> What this task involves
Determine how many lines in the records hold "Users", then give that number by itself.

**** Stored data

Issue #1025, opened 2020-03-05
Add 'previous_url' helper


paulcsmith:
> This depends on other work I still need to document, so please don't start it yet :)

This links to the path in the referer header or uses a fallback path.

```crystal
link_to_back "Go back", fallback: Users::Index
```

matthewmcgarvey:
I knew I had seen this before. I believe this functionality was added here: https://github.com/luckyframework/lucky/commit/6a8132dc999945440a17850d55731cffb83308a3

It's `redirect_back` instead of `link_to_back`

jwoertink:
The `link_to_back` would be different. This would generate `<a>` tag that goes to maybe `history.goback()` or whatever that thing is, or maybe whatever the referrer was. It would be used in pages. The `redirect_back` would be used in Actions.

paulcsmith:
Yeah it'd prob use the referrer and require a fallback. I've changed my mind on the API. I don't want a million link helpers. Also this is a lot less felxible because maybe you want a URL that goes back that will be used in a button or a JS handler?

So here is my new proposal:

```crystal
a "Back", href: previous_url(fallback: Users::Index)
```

********
**** Stored data

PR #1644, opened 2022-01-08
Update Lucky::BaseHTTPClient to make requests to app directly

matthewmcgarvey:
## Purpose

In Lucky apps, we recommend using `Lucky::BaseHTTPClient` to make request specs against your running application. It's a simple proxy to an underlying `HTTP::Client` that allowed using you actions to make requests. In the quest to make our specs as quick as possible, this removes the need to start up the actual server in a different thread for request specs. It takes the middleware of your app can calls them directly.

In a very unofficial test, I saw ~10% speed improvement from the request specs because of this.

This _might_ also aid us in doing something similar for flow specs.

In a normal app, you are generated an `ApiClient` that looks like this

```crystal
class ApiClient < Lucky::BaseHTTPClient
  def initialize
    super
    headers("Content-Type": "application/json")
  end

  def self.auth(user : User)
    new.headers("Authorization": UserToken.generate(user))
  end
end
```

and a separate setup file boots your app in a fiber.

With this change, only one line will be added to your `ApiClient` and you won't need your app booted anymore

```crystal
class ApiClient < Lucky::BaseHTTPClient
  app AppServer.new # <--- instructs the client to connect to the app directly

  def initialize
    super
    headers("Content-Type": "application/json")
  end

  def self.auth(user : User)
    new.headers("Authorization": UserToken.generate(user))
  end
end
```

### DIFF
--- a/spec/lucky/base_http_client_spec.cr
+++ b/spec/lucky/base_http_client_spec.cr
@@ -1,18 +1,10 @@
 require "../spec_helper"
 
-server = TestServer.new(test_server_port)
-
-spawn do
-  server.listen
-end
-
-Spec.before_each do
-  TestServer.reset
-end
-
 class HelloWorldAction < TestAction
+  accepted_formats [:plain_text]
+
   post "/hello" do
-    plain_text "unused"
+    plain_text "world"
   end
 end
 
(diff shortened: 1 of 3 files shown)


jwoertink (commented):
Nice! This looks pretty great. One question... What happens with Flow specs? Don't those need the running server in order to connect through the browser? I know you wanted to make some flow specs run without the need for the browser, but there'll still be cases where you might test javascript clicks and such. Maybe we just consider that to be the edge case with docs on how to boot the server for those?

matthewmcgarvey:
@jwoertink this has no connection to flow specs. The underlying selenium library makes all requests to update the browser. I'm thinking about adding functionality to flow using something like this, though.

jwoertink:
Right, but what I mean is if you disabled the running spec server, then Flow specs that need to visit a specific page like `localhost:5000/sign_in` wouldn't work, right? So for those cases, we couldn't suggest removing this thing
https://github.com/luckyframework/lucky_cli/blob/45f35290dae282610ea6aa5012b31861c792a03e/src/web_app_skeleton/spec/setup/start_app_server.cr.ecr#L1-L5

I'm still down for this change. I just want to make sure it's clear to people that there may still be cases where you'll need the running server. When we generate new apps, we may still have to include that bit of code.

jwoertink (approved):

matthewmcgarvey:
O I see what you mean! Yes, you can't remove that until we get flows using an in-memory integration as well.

********

> Exercise output
2